Why I Love Her: I love Rowling for peppering her books with important and beautiful lessons. She taught us that loyalty and courage are more important than popularity. And she reminded children and adults everywhere that the slogan “you have nothing to fear if you have nothing to hide” is the most heinous of all lies that were ever told.
But mostly, I love her best for Severus Snape. I love an author with the courage to make one of her most seemingly unsympathetic characters into one of her greatest heroes. Snape doesn’t look heroic. He doesn’t act it either. He can be unjust, embittered and unkind, especially to Harry.
And yet, in spite of this, Snape becomes one of the very best, bravest and most poignant characters of the series. He remains enduringly faithful to his one love. It is revealed that he has endured great loss and great remorse. Finally, of all the characters in the book, he is the one who, besides Harry himself, shows the most selfless courage. He does the job he is asked to do, even though it’s the hardest and the most dangerous, even though he knows it will win him hatred instead of glory. He does it without asking for help or pity. And he does it well.
And in the end, Snape gets his due. Through Harry, Rowling acknowledges him to be one of the bravest men in all seven novels. Harry even names his son after him. And hooray for Rowling, for teaching us the best lesson of all. Never write off a human being … even if he has terrible hair.
And also, I love Hermione, book wielding warrior that she is.
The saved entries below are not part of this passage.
PR #2362, opened 2021-05-14
Fix web_nlg metadata

julien-c:
Our metadata storage system does not support `.` inside keys. cc @Pierrci

### DIFF
--- a/datasets/web_nlg/README.md
+++ b/datasets/web_nlg/README.md
@@ -8,15 +8,15 @@ languages:
   - en
   release_v2:
   - en
-  release_v2.1:
+  release_v2_1:
   - en
-  release_v2.1_constrained:
+  release_v2_1_constrained:
   - en
   release_v2_constrained:
   - en
-  release_v3.0_en:
+  release_v3_0_en:
   - en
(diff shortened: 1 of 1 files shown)


lhoestq:
Hi ! `release_v2.1` and the others are dataset configuration names.

The configuration names are used to show the right code snippet in the UI to load the dataset.
For example if the parsing of the web_nlg tags worked correctly we would have:
image

Therefore I don't think it's a good idea to rename the configurations from `release_v2.1` to `release_v2_1` as the code snippet would be wrong in this case.

Moreover we can't really disallow dots in configuration names since it would be a big breaking change. It's commonly used, especially with multilingual datasets. For example `load_dataset("indic_glue", "sna.bn")`.

Is this something that can be fixed on the moonlanding side instead ?

julien-c:
> Is this something that can be fixed on the moonlanding side instead ?

Not really unless we change database:)

We'll maybe try to find another workaround, but super low-prio given that it's the only dataset that has those dotted keys in the YAML metadata

lhoestq:
Ok, should we close this PR then ?

PR #2364, opened 2021-05-15
README updated for SNLI, MNLI

### LINKED ISSUE #2275: SNLI dataset has labels of -1
There are a number of rows with a label of -1 in the SNLI dataset. The dataset descriptions [here](https://nlp.stanford.edu/projects/snli/) and [here](https://github.com/huggingface/datasets/tree/master/datasets/snli) don't list  -1 as a label possibility, and neither does the dataset viewer. As examples, see index 107 or 124 of the test set.

It isn't clear what these labels mean. I found a [line of code](https://github.com/huggingface/datasets/blob/80e59ef178d3bb2090d091bc32315c655eb0633d/datasets/snli/snli.py#L94) that seems to put them in but it seems still unclear why they are there. The current workaround is to just drop the rows from any model being trained. 

Perhaps the documentation should be updated.

bhavitvyamalik:
Closes #2275. Mentioned about -1 labels in MNLI, SNLI and how they should be removed before training. @lhoestq `check_code_quality` test might fail for MNLI as the license name `other-Open Portion of the American National Corpus`  is not a registered tag for 'licenses'

### DIFF
--- a/datasets/multi_nli/README.md
+++ b/datasets/multi_nli/README.md
@@ -111,7 +111,7 @@ The data fields are the same among all splits.
 - `{premise,hypothesis} parse`: Each sentence as parsed by the Stanford PCFG Parser 3.5.2
 - `{premise,hypothesis} binary parse`: parses in unlabeled binary-branching format
 - `genre`: a `string` feature.
-- `label`: a classification label, with possible values including `entailment` (0), `neutral` (1), `contradiction` (2)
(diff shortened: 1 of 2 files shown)


lhoestq (approved):
thanks !

lhoestq:
Regarding the license issue, I think we should allow it since it starts with `other-`. Cc @gchhablani what do you think ?

gchhablani:
@lhoestq I agree, I'll look into it.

Without her, the boys would have been dead by the end of the first book.
Can I just assume you’ve read Harry Potter? If you haven’t…where’ve you been? Dude, go read it now!
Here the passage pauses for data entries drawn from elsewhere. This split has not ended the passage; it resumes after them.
PR #2367, opened 2021-05-17
Remove getchildren from hyperpartisan news detection

ghomasHudson:
`Element.getchildren()` is now deprecated in the ElementTree library (I think in python 3.9, so it still passes the automated tests which are using 3.6. But for those of us on bleeding-edge distros it now fails).

https://bugs.python.org/issue29209


lhoestq (approved):
Thanks for the fix !

PR #2369, opened 2021-05-17
correct labels of conll2003

philschmid:
# What does this PR

It fixes/extends the `ner_tags` for conll2003 to include all. 
Paper reference https://arxiv.org/pdf/cs/0306050v1.pdf
Model reference https://huggingface.co/elastic/distilbert-base-cased-finetuned-conll03-english/blob/main/config.json


lhoestq (approved):
Thanks !

PR #2370, opened 2021-05-17
Adding HendrycksTest dataset

andyzoujm:
Adding Hendrycks test from https://arxiv.org/abs/2009.03300.
I'm having a bit of trouble with dummy data creation because some lines in the csv files aren't being loaded properly (only the first entry loaded in a row of length 6). The dataset is loading just fine. Hope you can kindly help!
Thank you!


datasets/hendrycks_test/hendrycks_test.py
```diff
@@ -0,0 +1,188 @@
...
+        ]
+
+    def _generate_examples(self, datadir, split):
+        """Yields examples as (key, example) tuples."""
+        # This method handles input defined in _split_generators to yield (key, example) tuples from the dataset.
+        # The `key` is here for legacy reason (tfds) and is not important in itself.
+
+        id_ = 0
+        if split == "auxiliary_train":
+            for f in os.listdir(datadir):
```
lhoestq, line 177: we need to make the order deterministic:
```suggestion
            for f in sorted(os.listdir(datadir)):
```

andyzoujm:
@lhoestq Thank you for the review. I've made the suggested changes. There still might be some problems with dummy data though due to some csv loading issues (which I haven't found the cause to).

lhoestq:
I took a look at the dummy data and some csv lines were cropped. I fixed them :)

lhoestq (approved):
Looks all good now ! Thank you so much for adding it :)

albertvillanova:
@andyzoujm Any reason why this dataset scrip was called "hendrycks_test" instead of "mmlu"?

We are thinking of renaming it...

andyzoujm:
That's because we didn't call it MMLU in the paper (the shorthand didn't
emerge until over a year later), and people at OpenAI were calling it that.

Andy

albertvillanova:
Thanks for your reply. Just for the records: we have renamed it to "cais/mmlu": https://huggingface.co/datasets/cais/mmlu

Author Of: The Eagle of the Ninth Trilogy
Why I Love Her: Maybe the least well-known writer on this list, but among the most important to me. Sutcliffe was an invalid most of her life. She was wheelchair bound for decades, often able to explore the world only through her own imagination. I love her because her compassion for all those who struggle, either physically or mentally, is clear through all her books. I love that. I don’t think you should even try to wrie in full sentences, let alone a novel, if you don’t have compassion.
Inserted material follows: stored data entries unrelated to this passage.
PR #2375, opened 2021-05-18
Dataset Streaming

lhoestq:
# Dataset Streaming

## API

Current API is

```python

# Load an IterableDataset without downloading data
snli = load_dataset("snli", streaming=True)

# Access examples by streaming data
print(next(iter(snli["train"]))) 
# {'premise': 'A person on a horse jumps over a broken down airplane.',
#  'hypothesis': 'A person is training his horse for a competition.',
#  'label': 1}
```

I already implemented a few methods:
- IterableDataset.map: apply transforms on-the-fly to the examples
- IterableDataset.shuffle: shuffle the data _a la_ TFDS, i.e. with a shuffling buffer
- IterableDataset.with_format: set the format to `"torch"` to get a `torch.utils.data.IterableDataset`
- merge_datasets: merge two iterable datasets by alternating one or the other (you can specify the probabilities)

I would love to have your opinion on the API design :)

### Streaming

Data streaming is done using `fsspec` which has nice caching features.

To make dataset streaming work I extend the `open` function of dataset scripts to support opening remote files without downloading them entirely. It also works with remote compressed archives (currently only zip is supported):

```python
# Get a file-like object by streaming data from a remote file
open("https://github.com/davidsbatista/NER-datasets/raw/master/CONLL2003/train.txt")

# Get a file-like object by streaming data from a remote compressed archive by using the hop separator "::"
open("zip://snli_1.0_train.txt::https://nlp.stanford.edu/projects/snli/snli_1.0.zip")
```

I also extend the `os.path.join` function to support navigation in remote compressed archives, since it has to deal with the `"::"` separator. This separator is used by `fsspec`.

Finally I also added a retry mechanism in case the connection fails during data streaming.

### Transforms

An IterableDataset wraps an ExamplesIterable instance. There are different subclasses depending on the transforms we want to apply:
- ExamplesIterable: the basic one
- MappedExamplesIterable: an iterable with a `map` function applied on the fly
- BufferShuffledExamplesIterable: an iterable with a shuffling buffer
- CyclingMultiSourcesExamplesIterable: alternates between several ExamplesIterable
- RandomlyCyclingMultiSourcesExamplesIterable: randomly alternates between several ExamplesIterable

### DatasetBuilder

I use the same builders as usual. I just added a new method `_get_examples_iterable_for_split` to get an ExamplesIterable for a given split. Currently only the GeneratorBasedBuilder and the ArrowBasedBuilder implement it.

The BeamBasedBuilder doesn't implement it yet.
It means that datasets like wikipedia and natural_questions can't be loaded as IterableDataset for now.

## Other details

<S>I may have to do some changes in many dataset script to use `download` instead of `download_and_extract` when extraction is not needed. This will avoid errors for streaming.</s>

EDIT: Actually I just check for the extension of the file to do extraction only if needed.

EDIT2: It's not possible to stream from .tar.gz files without downloading the file completely. For now I raise an error if one want to get a streaming dataset based on .tar.gz files.

## TODO

usual stuff:

- [x] make streaming dependency "aiohttp" optional: `pip install datasets[streaming]`
- [x] tests
- [x] docs


src/datasets/utils/resources/languages.json
```diff
@@ -6,8 +6,10 @@
     "agq-CM": "Aghem (Cameroon)",
     "ak": "Akan",
     "ak-GH": "Akan (Ghana)",
+    "als": "Tosk Albanian",
```
albertvillanova, line 9: Why are you adding languages in this PR? 😕

lhoestq:
I can make a separate PR if you want.
Basically these are the missing languages from OSCAR, which is a dataset that required minor changes to be compatible with streaming. Because of the change it triggered the metadata validation in the CI so I fixed the metadata, i.e. the languages.
The nez codes are ISO 639-3 codes and don't have ISO 639-1 nor ISO 639-2 codes.

src/datasets/utils/resources/languages.json
lhoestq: I can make a separate PR if you want.
Basically these are the missing languages from OSCAR, which is a dataset that required minor changes to be compatible with streaming. Because of the change it triggered the metadata validation in the CI so I fixed the metadata, i.e. the languages.
The nez codes are ISO 639-3 codes and don't have ISO 639-1 nor ISO 639-2 codes.

docs/source/dataset_streaming.rst
```diff
@@ -0,0 +1,138 @@
+Load a Dataset in Streaming mode
+==============================================================
+
+When a dataset is in streaming mode, you can iterate over it directly, without having to download the entire dataset.
```
lewtun, line 4: nit:

```suggestion
When a dataset is in streaming mode, you can iterate over it directly without having to download the entire dataset.
```

docs/source/dataset_streaming.rst
```diff
@@ -0,0 +1,138 @@
...
+Here is a demonstration:
+
+.. code-block::
+
+    >>> from datasets import load_dataset
+    >>> dataset = load_dataset('oscar', "unshuffled_deduplicated_en", split='train', streaming=True)
+    >>> print(next(iter(dataset)))
+    {'text': 'Mtendere Village was inspired by the vision of Chief Napoleon Dzombe, which he shared with John Blanchard during his first visit to Malawi. Chief Napoleon conveyed the desperate need for a program to intervene and care for the orphans and vulnerable children (OVC) in Malawi, and John committed to help...
+
+Even though the dataset is 1.2 terabytes of data, you can start using it right away. Under the hood, it downloaded only the first examples of the dataset
```
lewtun, line 19: nit:

```suggestion
Even though the dataset is 1.2 terabytes of data, you can start using it right away! Under the hood, it only downloaded the first example of the dataset.
```

also, does it download 1 or more than one example when we use `next(iter(dataset))`?

docs/source/dataset_streaming.rst
```diff
@@ -0,0 +1,138 @@
...
+Shuffling the dataset: ``shuffle``
+--------------------------------------------------
+
+Shuffle the dataset
+~~~~~~~~~~~~~~~~~~~~~~~~~~~~~~~~~~~~~~~~~~~~~~~~~~
+
+To shuffle your dataset, the :func:`datasets.IterableDataset.shuffle` method fills a buffer of size ``buffer_size`` and randomly samples examples from this buffer.
+The selected examples in the buffer are replaced by new examples.
+
+For instance, if your dataset contains 1,000,000 examples but buffer_size is set to 1,000, then shuffle will initially select a random examples from only the first 1,000 examples in the buffer.
```
lewtun, line 36: nit:

```suggestion
For instance, if your dataset contains 1,000,000 examples but ``buffer_size`` is set to 1,000, then shuffle will initially select a random examples from only the first 1,000 examples in the buffer.
```

docs/source/dataset_streaming.rst
```diff
@@ -0,0 +1,138 @@
...
+Once an example is selected, its space in the buffer is replaced by the next (i.e. 1,001-st) example, maintaining the 1,000 example buffer.
+
+.. note::
+    For perfect shuffling, you need to set the ``buffer_size`` to be greater than the size of your dataset. But in this case it will download the full dataset in the buffer.
```
lewtun, line 40: nit:

```suggestion
    For perfect shuffling, you need to set ``buffer_size`` to be greater than the size of your dataset. But in this case it will download the full dataset in the buffer.
```

docs/source/dataset_streaming.rst
```diff
@@ -0,0 +1,138 @@
...
+    {'input_ids': [101, 11047, 10497, 7869, 2352...], 'token_type_ids': [0, 0, 0, 0, 0...], 'attention_mask': [1, 1, 1, 1, 1...]}
+
+
+Mix several iterable datasets together with ``interleave_datasets``
+----------------------------------------------------------------------------------------------------
+
+It is common to use several datasets to use a model. For example BERT was trained on a mix of Wikipedia and BookCorpus.
+You can mix several iterable datasets together using :func:`datasets.interleave_datasets`.
+
+By default, the resulting dataset alternates between the original datasets, but can also define sampling probabilities to sample randomly from the different datasets.
```
lewtun, line 102: wow, this is very cool!

docs/source/dataset_streaming.rst
```diff
@@ -0,0 +1,138 @@
...
+.. code-block::
+
+    >>> import torch
+    >>> tokenized_dataset = dataset.map(lambda x: tokenizer(x["text"], return_tensors="pt"))
+    >>> torch_tokenized_dataset = tokenized_dataset.with_format("torch")
+    >>> assert isinstance(torch_tokenized_dataset, torch.utils.data.IterableDataset)
+    >>> print(next(iter(torch_tokenized_dataset)))
+    {'input_ids': tensor([[101, 11047, 10497, 7869, 2352...]]), 'token_type_ids': tensor([[0, 0, 0, 0, 0...]]), 'attention_mask': tensor([[1, 1, 1, 1, 1...]])}
+
+For now, only the pytorch format is supported but support for TensorFlow and others will be added soon.
```
lewtun, line 138: nit:

```suggestion
For now, only the PyTorch format is supported but support for TensorFlow and others will be added soon.
```

src/datasets/filesystems/compression/gzip.py
```diff
@@ -0,0 +1,72 @@
...
+
+class GZipFileSystem(AbstractArchiveFileSystem):
+    """Read contents of GZIP archive as a file-system with one file inside."""
+
+    root_marker = ""
+    protocol = "gzip"
+
+    def __init__(
+        self,
+        fo="",
```
lewtun, line 16: question: in other places in `datasets` we use typing for each function argument. is there a reason we don't do that here?

docs/source/dataset_streaming.rst
```diff
@@ -0,0 +1,138 @@
...
+    >>> from datasets import load_dataset
+    >>> dataset = load_dataset('oscar', "unshuffled_deduplicated_en", split='train', streaming=True)
+    >>> print(next(iter(dataset)))
+    {'text': 'Mtendere Village was inspired by the vision of Chief Napoleon Dzombe, which he shared with John Blanchard during his first visit to Malawi. Chief Napoleon conveyed the desperate need for a program to intervene and care for the orphans and vulnerable children (OVC) in Malawi, and John committed to help...
+
+Even though the dataset is 1.2 terabytes of data, you can start using it right away. Under the hood, it downloaded only the first examples of the dataset
+
+.. note::
+
+    The dataset that is returned is a :class:`datasets.IterableDataset`, not the classic map-style :class:`datasets.Dataset`. To get examples from an iterable dataset, you have to iterate over it using a for loop for example. To get the very last example of the dataset, you first have to iterate on all the previous examples.
```
lewtun, line 23: is it possible to create a classic `Dataset` from an `IterableDataset`? 

one application that i have in mind is picking the first N examples of a huge dataset, collecting them in a standard `Dataset` and then doing all my exploration / preprocessing / task preparation etc on that dataset.

e.g. something like

```python

dataset = load_dataset('oscar', "unshuffled_deduplicated_en", split='train', streaming=True)
# create a `Dataset` i can play with?
sample = dataset.select(range(100))
```

lewtun (commented):
this feature look mega cool and will solve a major pain point i've experienced with task templates for large datasets!

i left a few nits in the docs and a couple of questions

src/datasets/iterable_dataset.py
```diff
@@ -0,0 +1,439 @@
...
+    return cls(
+        ex_iterable=ex_iterable,
+        info=info,
+        split=split,
+        format_type=format_type,
+        shuffling=shuffling,
+    )
+
+
+def interleave_datasets(
```
albertvillanova, line 410: I was thinking that the idea is to eventually have this function supporting regular Datasets. So maybe it should be moved to its own module?

docs/source/dataset_streaming.rst
lhoestq: It downloads the first examples (buffering + caching) and yield the first one

lhoestq: What about this ?
```suggestion
Even though the dataset is 1.2 terabytes of data, you can start using it right away. Under the hood, it downloaded only the first examples of the dataset for buffering, and returned the first example.
```

src/datasets/filesystems/compression/gzip.py
lhoestq: The code style comes from fsspec. I added the types

src/datasets/iterable_dataset.py
lhoestq: I moved it to a `combine` module. Maybe `concatenate_datasets` can be moved there as well

lhoestq (commented):
Thanks for the feedback :) I took your comments into account

docs/source/dataset_streaming.rst
lhoestq: Sure definitely :)

I was thinking of adding something like this in a next PR.
Maybe `IterableDataset.to_map_style_dataset()` ?
To get only the first examples we can also add `IterableDataset.take(n)`

docs/source/dataset_streaming.rst
lewtun: perfect!

docs/source/dataset_streaming.rst
lewtun: yeah, both those features would be great!

thomwolf: I like the `IterableDataset.take(n)` as well. Could we also have a `IterableDataset.sample(n)` taking a random sample?

lewtun: a random sample would be very neat as well. here we might want to use something like reservoir sampling to deal with unbounded streams: https://en.wikipedia.org/wiki/Reservoir_sampling

src/datasets/filesystems/compression/gzip.py
```diff
@@ -0,0 +1,73 @@
...
+        mode: str = "rb",
+        target_protocol: Optional[str] = None,
+        target_options: Optional[dict] = None,
+        block_size: int = DEFAULT_BLOCK_SIZE,
+        **kwargs,
+    ):
+        """
+        Parameters
+        ----------
+        fo: str
```
lewtun, line 27: just a question (not important to address): why is the docstring for this class different to the format we use elsewhere in `datasets` where the type is written as ``param (`type`)``?

lewtun (approved):
LGTM 🚀

src/datasets/filesystems/compression/gzip.py
albertvillanova: Yes, I wonder why using the NumPy style just in this docstring, instead of the usual Google style we use in all the other docstrings. 😅

src/datasets/combine.py
```diff
@@ -0,0 +1,46 @@
...
+
+
+def interleave_datasets(
+    datasets: List["IterableDataset"], probabilities: Optional[List[float]] = None, seed: Optional[int] = None
+) -> "IterableDataset":
+    """
+    Itervleave several iterable datasets (sources) into one iterable dataset.
+    The new iterable dataset alternates between the sources to yield the examples.
+    By default it cycles through the sources in order, but you can also make the new
+    iterable dataset sample examples from one random source at a time.
```
thomwolf, line 17:
```suggestion
    Iterleave several iterable datasets (sources) into a single iterable dataset.
    The new iterable dataset alternates between the sources to yield examples.
    If `probabilities = None` (default) the iterable dataset will cycles through the sources
    in order for each next example in the iteration.
    If `probabilities` is not `None, the iterable dataset will sample a random source according
    to the provided probabilities for each next examples in the iteration.
```

thomwolf (approved):
This is really super cool!

src/datasets/filesystems/compression/gzip.py
lhoestq: It comes from the fsspec docstrings, let me update that ;)

docs/source/dataset_streaming.rst
lhoestq: As soon as we have `.take()`, you can do `iterable_dataset.shuffle(buffer_size=buffer_size, seed=seed).take(n)` to take random samples.
This could be simplified by adding a `.sample()` method indeed

vblagoje: How about slicing support i.e `iterable_dataset[100:200]` to get an iterator or `Dataset` at a particular slice?

lhoestq: I would like to avoid allowing users to get items using `__getitem__` since it's not a map-style dataset.
So I agree it would be nice to get a slice of the data, but with a different API. Maybe something like
```python
sliced_dataset = iterable_dataset.skip(100).take(100)
```
What do you think ?

This is pretty close to the tf.data.Dataset API, which is also an iterable dataset.

vblagoje: Yes, very cool @lhoestq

But, again, if I pick one reason, and, since this is a blog post, not a thesis, I kind of have to, it would be her scene setting. Sutcliffe made me fall in love not only with her characters, but with Roman Britain. She made me homesick for a place that stopped existing two thousand years before I was born. She makes that world seem beautifully real, and achingly not real all at once. I hope to do that. I hope to make people long to go back to a place they’ve never been.
If you haven’t read her, do. Here’s the link. Go feel sad you’re not a Roman.
Well, there they are, the writers who made me want to write a book. Of course, that’s not actually all of them. I could name another hundred easily; Phillip Pullman and Kazuo Ishiguro, Charlotte Bronte and Charles Dickens, Steinbeck and Hemingway, F. Scott, Fitzgerald and Naguib Mahfouz, George R.R. Martin and P.G Wodehouse. Even that’s not all of them. I probably will write about all of these great men and women at some point, because I’ll want to. Maybe I’ll next I’ll write about Jane Eyre. God, I love Jayne Eyre.
But today I wanted to write about the man and women who had the most direct influence on me as I wrote my own book. I think it’s important to think about your influences. It helps you to remember what kind of author you wanted to be in the first place. It’s easy to forget sometimes, when you’re struggling to re-name a goddam fictional city for the ninetieth time. Thanks for indulging me while I reminded myself.
Now, I’m off to read Lord of the Rings, see if I can steal a name for a city.